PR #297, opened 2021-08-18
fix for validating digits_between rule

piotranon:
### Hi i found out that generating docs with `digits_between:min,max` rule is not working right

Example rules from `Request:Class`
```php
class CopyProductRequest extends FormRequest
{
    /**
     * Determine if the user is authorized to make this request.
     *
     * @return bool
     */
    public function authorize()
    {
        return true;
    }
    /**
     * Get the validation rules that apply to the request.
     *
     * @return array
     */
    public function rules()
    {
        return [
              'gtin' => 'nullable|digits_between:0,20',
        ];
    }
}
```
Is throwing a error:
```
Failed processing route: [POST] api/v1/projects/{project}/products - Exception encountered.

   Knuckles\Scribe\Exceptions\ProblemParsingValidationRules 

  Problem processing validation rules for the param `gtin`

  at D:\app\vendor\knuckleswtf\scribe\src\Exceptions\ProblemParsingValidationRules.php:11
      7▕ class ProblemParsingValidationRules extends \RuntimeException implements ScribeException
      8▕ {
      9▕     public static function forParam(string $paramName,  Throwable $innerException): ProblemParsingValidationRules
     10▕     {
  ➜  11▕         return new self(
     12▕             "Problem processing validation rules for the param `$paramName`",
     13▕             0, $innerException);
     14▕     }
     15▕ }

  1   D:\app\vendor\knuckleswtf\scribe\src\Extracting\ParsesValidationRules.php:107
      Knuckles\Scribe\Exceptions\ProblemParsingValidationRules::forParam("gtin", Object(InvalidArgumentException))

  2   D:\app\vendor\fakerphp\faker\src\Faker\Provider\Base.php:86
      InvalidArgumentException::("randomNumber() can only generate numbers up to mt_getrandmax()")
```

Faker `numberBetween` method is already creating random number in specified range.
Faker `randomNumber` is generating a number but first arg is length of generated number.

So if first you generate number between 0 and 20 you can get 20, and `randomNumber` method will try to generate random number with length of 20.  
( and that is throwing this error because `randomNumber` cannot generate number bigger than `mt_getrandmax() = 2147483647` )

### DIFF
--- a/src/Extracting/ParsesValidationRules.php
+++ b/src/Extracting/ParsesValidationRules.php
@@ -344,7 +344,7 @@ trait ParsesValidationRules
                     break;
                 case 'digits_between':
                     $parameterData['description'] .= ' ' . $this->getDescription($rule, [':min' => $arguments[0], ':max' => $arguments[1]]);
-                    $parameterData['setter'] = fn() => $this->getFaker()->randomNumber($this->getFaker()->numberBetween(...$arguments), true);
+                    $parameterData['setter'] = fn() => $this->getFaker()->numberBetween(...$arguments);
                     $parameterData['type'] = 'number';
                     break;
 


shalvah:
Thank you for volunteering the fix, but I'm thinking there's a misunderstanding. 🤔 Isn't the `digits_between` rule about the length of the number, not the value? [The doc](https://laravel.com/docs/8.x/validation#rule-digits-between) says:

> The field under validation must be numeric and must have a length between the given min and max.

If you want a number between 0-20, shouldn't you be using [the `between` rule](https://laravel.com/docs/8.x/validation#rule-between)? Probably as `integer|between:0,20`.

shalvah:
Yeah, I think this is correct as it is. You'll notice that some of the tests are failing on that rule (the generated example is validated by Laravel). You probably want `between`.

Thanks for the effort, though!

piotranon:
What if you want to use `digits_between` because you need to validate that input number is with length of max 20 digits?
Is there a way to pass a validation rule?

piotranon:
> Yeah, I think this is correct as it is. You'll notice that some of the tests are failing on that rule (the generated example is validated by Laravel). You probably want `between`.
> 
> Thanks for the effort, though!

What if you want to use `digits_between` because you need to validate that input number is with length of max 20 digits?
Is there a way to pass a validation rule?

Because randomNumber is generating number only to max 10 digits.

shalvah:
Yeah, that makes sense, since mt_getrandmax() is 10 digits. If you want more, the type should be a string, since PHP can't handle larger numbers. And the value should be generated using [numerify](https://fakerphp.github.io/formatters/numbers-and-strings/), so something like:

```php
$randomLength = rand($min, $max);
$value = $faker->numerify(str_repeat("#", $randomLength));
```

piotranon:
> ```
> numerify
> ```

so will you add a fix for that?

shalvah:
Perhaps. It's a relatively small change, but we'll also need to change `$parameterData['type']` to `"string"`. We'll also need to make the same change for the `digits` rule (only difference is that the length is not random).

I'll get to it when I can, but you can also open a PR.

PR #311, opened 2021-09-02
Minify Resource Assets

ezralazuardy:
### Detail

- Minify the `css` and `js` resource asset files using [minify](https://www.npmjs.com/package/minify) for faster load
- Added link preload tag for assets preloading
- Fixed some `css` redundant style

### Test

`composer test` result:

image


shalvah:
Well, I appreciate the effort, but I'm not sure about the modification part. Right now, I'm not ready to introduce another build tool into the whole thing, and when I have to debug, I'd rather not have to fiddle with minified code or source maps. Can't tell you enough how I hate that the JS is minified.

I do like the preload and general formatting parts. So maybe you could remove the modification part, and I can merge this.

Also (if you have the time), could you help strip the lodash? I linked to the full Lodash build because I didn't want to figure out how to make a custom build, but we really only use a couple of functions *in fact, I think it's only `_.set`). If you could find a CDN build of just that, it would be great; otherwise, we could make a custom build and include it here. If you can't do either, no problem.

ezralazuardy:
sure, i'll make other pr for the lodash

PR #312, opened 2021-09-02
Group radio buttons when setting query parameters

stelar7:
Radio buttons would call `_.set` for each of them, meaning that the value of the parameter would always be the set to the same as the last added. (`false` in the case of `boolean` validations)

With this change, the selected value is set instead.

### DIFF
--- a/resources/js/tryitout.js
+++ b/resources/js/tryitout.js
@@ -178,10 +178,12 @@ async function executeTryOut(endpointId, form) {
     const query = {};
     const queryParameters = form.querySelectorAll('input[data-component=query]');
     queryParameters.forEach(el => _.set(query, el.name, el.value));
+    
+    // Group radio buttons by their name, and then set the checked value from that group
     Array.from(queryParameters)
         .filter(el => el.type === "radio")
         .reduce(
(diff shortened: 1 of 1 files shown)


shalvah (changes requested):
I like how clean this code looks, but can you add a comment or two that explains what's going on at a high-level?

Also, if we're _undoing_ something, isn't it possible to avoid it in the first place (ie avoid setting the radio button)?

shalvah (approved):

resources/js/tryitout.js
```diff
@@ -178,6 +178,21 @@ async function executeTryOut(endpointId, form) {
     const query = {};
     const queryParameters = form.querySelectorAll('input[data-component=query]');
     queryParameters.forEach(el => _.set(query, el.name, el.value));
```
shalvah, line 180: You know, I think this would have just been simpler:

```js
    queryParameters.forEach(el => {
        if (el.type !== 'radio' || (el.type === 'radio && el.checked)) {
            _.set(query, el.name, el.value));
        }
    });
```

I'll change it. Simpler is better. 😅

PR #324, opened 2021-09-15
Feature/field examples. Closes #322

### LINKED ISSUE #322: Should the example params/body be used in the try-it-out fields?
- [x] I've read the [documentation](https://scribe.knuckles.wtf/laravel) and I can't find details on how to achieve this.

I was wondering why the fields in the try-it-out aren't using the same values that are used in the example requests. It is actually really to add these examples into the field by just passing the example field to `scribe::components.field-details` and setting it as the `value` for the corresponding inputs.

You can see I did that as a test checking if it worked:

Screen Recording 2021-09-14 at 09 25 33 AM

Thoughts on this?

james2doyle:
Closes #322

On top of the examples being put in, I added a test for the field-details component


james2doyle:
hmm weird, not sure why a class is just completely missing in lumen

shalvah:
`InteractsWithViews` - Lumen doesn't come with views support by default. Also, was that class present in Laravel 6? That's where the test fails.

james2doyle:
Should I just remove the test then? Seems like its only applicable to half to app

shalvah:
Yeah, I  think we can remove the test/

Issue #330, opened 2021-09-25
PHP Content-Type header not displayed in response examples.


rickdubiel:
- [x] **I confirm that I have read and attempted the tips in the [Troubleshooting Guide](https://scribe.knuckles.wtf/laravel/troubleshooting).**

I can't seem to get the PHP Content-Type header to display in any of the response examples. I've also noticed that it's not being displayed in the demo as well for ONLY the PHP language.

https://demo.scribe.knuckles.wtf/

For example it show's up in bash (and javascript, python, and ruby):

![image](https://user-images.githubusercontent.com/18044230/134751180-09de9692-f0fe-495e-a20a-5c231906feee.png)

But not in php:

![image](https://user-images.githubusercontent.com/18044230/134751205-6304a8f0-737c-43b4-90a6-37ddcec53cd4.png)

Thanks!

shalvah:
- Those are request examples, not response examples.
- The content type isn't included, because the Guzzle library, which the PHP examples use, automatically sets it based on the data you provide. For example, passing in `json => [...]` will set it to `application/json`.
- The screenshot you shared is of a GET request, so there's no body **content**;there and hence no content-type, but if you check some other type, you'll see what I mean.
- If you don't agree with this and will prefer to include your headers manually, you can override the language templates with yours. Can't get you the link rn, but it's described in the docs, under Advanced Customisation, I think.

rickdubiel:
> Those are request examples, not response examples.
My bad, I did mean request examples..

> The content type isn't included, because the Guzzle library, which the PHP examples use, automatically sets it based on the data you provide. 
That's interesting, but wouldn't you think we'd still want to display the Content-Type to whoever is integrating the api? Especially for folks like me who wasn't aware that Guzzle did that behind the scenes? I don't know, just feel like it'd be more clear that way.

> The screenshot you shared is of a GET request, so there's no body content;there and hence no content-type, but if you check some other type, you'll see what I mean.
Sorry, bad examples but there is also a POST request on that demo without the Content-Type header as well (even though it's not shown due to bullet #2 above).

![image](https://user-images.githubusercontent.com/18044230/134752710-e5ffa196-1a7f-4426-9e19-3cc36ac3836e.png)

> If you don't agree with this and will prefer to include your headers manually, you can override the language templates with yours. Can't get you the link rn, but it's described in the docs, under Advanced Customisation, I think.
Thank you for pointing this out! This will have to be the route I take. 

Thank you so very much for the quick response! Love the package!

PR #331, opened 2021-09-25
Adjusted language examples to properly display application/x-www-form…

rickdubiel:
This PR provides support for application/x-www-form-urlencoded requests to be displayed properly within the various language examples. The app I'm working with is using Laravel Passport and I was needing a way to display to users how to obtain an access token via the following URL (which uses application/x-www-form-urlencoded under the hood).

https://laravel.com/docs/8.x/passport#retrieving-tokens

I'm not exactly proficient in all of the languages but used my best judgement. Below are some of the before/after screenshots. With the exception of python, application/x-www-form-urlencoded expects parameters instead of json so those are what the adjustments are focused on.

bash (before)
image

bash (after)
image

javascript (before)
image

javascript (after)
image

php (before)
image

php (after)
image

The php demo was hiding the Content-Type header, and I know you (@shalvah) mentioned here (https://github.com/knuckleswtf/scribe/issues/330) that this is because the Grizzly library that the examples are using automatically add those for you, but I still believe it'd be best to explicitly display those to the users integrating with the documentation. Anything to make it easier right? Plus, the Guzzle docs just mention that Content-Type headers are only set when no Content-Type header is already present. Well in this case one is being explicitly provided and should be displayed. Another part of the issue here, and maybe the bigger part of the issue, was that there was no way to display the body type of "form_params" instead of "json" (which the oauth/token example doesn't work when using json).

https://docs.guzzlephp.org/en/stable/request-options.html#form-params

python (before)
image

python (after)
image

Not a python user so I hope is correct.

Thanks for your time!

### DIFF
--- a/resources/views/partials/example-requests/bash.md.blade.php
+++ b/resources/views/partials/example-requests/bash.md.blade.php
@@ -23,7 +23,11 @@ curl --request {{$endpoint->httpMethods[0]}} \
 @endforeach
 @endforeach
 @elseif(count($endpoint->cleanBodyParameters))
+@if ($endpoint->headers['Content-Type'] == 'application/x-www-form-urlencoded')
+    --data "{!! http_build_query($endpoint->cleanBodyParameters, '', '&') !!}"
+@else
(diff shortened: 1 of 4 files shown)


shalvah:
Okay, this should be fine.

= = = = =

From the material above, copy every line where the word "resources" is found.

▸ **Response to this exercise**:
--- a/resources/js/tryitout.js
+++ b/resources/js/tryitout.js
resources/js/tryitout.js
--- a/resources/views/partials/example-requests/bash.md.blade.php
+++ b/resources/views/partials/example-requests/bash.md.blade.php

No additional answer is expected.